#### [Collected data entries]
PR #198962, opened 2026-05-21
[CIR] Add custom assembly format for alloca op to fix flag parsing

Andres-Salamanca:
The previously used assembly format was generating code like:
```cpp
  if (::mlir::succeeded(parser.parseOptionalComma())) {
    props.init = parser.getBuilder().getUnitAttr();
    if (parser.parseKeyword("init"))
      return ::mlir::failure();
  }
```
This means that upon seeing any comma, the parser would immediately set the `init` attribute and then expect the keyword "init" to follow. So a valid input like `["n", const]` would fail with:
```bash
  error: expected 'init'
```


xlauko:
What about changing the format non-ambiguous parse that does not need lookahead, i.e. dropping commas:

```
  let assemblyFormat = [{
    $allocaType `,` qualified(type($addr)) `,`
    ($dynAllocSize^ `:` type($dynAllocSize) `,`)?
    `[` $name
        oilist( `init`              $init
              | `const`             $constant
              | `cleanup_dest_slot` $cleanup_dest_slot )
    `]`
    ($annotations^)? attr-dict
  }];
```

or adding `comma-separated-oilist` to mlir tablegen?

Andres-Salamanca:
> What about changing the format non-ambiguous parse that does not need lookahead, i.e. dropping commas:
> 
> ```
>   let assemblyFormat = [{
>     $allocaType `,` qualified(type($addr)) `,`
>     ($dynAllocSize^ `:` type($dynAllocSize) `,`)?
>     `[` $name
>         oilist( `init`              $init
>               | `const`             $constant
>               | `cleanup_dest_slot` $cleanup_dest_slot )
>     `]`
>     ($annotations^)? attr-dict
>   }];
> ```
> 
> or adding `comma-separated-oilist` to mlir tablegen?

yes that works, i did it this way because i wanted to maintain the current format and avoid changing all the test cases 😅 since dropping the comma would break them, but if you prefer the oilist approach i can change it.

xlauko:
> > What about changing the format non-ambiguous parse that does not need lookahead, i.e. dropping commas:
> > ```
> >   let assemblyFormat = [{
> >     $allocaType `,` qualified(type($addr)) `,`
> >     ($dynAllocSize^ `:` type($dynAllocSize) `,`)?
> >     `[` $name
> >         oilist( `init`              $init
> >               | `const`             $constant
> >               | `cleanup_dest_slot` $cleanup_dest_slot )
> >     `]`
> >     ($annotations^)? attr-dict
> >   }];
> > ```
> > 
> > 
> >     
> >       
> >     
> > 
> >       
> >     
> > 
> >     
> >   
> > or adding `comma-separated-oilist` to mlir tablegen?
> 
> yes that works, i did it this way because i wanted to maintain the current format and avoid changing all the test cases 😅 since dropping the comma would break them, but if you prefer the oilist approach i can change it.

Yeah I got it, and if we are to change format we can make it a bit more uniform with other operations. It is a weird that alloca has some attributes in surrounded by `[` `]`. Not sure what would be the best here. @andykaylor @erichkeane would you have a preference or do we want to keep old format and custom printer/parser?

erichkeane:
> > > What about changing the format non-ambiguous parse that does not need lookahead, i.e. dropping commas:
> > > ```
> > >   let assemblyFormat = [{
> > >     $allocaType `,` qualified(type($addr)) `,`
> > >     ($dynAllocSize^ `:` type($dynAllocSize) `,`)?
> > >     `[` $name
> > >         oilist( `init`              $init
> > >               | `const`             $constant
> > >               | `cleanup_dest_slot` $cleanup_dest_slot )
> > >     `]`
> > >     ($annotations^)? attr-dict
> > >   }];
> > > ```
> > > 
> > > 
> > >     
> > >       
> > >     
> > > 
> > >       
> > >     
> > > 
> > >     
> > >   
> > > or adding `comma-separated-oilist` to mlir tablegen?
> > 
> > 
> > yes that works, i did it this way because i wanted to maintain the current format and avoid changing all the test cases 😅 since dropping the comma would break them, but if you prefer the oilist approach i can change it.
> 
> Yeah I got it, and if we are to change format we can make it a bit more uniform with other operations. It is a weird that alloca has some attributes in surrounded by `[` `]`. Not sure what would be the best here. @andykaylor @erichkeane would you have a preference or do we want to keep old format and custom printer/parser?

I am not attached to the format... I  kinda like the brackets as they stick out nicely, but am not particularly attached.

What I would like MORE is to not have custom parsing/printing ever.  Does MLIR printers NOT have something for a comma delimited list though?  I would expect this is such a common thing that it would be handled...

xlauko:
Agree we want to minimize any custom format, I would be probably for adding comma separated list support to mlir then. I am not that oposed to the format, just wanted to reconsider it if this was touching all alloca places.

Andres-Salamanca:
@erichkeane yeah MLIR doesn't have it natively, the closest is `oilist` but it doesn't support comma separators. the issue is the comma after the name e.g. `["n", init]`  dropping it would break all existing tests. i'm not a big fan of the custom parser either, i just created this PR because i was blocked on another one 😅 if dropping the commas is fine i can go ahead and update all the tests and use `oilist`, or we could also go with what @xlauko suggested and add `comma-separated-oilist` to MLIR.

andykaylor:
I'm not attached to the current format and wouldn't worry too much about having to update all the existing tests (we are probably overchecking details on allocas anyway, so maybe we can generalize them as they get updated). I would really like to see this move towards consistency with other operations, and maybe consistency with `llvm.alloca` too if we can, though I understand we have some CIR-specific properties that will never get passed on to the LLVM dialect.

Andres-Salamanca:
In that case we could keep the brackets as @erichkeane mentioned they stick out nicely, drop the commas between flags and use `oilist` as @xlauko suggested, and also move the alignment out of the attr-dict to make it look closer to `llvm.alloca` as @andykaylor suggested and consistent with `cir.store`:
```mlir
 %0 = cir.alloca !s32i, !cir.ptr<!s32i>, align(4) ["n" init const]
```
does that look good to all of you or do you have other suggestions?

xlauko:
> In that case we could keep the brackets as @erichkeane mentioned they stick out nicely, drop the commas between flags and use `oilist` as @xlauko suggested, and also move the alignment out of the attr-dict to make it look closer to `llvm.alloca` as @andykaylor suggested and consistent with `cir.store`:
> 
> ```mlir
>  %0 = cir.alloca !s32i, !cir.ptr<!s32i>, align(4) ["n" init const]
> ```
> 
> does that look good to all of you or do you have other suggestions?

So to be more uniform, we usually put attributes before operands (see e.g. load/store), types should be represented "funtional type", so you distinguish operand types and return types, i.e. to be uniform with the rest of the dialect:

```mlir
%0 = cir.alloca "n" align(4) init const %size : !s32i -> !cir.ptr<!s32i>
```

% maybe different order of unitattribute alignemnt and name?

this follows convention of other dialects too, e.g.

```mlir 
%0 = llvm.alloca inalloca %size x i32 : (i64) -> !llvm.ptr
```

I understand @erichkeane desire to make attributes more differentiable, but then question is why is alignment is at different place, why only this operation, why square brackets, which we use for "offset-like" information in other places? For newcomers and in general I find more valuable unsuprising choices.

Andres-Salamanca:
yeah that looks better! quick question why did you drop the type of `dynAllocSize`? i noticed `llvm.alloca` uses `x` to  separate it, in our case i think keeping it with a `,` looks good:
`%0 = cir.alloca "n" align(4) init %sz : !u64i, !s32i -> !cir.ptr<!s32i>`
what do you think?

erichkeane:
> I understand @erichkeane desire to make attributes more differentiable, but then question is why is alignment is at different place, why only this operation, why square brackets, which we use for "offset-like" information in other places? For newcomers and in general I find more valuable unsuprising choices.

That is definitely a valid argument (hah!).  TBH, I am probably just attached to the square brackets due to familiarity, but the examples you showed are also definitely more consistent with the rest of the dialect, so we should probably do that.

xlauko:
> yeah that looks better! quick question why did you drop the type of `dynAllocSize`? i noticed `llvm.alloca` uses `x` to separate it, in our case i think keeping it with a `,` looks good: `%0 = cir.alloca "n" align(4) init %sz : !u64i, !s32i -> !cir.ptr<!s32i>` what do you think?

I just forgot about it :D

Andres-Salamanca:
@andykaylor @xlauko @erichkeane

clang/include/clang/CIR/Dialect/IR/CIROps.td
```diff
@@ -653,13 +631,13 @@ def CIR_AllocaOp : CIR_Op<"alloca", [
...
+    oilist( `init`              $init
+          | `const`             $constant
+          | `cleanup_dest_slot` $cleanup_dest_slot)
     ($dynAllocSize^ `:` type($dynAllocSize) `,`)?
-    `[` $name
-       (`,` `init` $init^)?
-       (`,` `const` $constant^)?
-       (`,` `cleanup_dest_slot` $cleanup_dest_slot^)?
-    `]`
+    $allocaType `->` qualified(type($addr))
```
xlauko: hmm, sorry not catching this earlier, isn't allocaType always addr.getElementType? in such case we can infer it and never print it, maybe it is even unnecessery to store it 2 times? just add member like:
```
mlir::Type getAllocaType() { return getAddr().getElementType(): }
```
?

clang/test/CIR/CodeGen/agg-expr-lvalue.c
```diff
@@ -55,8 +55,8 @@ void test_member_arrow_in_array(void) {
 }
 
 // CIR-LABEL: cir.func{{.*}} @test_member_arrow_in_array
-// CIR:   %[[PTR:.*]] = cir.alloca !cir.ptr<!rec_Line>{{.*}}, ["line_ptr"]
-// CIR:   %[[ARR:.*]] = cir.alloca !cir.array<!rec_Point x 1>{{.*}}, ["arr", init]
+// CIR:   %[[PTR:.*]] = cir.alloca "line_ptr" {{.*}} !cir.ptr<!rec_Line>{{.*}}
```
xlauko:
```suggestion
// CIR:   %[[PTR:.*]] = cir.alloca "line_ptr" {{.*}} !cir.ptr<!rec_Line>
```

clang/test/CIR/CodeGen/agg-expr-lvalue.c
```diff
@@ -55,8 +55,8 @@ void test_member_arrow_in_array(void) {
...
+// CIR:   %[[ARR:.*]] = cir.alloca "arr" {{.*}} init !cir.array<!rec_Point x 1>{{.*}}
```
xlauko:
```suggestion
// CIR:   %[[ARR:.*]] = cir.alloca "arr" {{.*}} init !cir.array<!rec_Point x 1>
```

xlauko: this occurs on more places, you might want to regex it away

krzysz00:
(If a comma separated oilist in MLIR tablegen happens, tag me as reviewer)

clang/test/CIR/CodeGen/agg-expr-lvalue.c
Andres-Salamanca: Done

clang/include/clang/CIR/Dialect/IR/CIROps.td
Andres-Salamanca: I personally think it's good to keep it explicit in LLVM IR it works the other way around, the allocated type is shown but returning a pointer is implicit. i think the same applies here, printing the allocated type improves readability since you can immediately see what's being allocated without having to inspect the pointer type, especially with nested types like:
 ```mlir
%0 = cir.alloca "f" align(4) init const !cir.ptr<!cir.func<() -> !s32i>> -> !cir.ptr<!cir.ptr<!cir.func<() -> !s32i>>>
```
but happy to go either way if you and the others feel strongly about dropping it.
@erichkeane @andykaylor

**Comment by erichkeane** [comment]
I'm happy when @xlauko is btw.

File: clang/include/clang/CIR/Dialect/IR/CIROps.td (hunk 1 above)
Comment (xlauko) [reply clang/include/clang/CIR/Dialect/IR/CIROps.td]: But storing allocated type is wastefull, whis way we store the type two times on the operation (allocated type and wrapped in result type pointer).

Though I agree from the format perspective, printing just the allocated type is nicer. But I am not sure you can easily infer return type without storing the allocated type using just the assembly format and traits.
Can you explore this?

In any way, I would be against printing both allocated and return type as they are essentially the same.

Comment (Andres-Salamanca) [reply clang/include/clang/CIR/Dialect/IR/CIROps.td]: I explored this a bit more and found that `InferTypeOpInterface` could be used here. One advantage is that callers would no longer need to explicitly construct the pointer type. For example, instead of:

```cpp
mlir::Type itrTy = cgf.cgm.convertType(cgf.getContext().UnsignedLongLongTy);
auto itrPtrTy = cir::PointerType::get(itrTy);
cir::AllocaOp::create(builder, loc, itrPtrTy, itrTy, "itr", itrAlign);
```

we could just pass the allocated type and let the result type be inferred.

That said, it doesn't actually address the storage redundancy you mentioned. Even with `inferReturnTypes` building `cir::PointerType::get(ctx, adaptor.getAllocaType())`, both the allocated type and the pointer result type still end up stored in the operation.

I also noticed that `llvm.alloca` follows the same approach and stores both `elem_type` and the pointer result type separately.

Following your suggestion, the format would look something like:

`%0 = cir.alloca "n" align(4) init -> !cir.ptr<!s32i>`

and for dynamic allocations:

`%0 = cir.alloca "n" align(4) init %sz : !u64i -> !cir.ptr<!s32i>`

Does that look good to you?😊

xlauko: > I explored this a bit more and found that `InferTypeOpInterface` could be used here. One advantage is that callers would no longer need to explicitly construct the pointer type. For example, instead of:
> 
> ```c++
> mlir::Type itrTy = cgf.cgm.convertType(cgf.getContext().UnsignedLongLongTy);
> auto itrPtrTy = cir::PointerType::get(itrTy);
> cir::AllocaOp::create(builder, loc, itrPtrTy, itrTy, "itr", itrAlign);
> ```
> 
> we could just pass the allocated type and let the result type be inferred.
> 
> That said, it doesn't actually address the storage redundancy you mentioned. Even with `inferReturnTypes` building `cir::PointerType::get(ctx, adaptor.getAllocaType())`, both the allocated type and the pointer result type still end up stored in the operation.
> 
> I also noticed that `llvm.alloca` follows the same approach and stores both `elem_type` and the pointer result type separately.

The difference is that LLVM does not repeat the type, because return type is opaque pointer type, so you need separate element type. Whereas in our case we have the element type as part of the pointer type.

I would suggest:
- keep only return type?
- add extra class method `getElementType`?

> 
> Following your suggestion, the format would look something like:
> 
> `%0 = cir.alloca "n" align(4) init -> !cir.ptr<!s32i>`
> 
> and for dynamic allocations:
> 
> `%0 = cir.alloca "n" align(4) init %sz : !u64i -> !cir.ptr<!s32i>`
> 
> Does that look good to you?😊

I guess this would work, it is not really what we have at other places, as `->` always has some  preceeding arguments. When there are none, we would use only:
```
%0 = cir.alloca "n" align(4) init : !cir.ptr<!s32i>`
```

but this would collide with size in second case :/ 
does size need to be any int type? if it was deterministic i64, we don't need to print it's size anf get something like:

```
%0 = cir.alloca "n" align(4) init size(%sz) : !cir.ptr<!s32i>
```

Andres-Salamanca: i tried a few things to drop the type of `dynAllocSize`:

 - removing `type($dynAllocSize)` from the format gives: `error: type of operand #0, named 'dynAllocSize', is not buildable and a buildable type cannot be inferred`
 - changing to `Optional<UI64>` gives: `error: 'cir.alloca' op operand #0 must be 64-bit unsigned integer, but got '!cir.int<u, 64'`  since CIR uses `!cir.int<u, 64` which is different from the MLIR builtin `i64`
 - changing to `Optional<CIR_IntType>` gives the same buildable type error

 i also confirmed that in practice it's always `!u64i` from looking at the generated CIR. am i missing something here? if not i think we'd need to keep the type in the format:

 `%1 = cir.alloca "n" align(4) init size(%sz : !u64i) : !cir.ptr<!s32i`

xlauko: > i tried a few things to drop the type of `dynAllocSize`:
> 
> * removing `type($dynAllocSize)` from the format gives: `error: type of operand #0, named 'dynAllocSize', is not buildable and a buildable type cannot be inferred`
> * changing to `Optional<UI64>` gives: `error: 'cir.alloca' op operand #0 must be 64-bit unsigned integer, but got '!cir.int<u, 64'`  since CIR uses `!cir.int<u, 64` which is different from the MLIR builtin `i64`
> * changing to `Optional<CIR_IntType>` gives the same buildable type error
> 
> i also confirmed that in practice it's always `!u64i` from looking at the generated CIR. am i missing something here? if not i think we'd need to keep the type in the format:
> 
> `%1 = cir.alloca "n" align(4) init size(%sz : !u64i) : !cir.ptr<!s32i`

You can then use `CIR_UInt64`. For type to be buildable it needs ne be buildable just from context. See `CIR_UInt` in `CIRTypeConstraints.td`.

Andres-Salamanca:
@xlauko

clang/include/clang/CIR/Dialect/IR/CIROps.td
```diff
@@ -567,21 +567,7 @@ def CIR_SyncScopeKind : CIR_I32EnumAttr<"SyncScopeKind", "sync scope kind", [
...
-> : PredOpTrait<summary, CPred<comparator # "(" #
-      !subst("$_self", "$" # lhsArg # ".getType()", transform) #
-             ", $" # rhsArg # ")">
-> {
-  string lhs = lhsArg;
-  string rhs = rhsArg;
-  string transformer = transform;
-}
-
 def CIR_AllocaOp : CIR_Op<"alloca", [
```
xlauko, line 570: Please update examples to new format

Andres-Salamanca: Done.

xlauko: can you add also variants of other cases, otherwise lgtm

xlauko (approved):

--

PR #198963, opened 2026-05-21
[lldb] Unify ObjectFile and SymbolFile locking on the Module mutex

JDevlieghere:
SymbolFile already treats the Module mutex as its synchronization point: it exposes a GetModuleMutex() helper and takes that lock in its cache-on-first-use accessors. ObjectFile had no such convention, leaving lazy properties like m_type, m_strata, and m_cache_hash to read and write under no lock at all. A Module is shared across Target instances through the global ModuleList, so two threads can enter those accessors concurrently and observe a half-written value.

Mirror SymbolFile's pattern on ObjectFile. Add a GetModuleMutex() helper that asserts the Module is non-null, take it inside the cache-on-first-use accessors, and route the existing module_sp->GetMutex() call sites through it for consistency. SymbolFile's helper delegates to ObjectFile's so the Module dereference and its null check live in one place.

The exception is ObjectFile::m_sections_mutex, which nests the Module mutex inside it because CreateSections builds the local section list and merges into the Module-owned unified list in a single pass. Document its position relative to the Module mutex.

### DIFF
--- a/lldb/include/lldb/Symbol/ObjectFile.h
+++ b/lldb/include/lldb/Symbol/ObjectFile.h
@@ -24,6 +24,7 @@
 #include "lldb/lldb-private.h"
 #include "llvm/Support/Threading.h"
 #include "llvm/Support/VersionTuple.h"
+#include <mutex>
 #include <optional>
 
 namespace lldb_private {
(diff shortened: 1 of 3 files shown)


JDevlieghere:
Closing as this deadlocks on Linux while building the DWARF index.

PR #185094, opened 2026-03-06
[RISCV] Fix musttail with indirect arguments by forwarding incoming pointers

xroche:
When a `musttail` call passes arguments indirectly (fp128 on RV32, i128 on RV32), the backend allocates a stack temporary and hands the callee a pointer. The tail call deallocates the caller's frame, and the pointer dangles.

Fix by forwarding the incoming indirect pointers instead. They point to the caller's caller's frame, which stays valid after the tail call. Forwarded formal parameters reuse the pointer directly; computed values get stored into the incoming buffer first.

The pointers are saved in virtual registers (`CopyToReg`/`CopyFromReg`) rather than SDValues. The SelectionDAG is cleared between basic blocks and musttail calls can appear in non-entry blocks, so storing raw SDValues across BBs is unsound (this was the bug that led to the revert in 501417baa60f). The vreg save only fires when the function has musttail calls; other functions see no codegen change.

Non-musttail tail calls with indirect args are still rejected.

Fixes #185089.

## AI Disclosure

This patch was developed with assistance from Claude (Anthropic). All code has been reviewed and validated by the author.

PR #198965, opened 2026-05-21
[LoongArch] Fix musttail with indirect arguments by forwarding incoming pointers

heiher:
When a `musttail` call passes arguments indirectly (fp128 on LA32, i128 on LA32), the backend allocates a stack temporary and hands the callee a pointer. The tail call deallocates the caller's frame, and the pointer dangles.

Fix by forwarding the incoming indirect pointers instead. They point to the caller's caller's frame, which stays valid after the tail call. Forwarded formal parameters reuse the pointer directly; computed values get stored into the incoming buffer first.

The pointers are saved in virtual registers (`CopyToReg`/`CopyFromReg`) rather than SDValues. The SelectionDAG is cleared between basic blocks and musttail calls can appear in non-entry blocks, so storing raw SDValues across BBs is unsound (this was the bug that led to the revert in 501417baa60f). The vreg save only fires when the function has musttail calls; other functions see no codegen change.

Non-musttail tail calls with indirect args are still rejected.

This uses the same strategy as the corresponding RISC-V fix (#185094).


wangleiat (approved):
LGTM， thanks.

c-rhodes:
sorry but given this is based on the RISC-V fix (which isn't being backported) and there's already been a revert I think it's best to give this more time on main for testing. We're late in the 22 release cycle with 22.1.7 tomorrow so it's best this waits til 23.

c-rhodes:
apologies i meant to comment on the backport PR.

#### [Task goal]
A single number is required: how many lines in these records contain "construct".

#### [Answer for the task]
2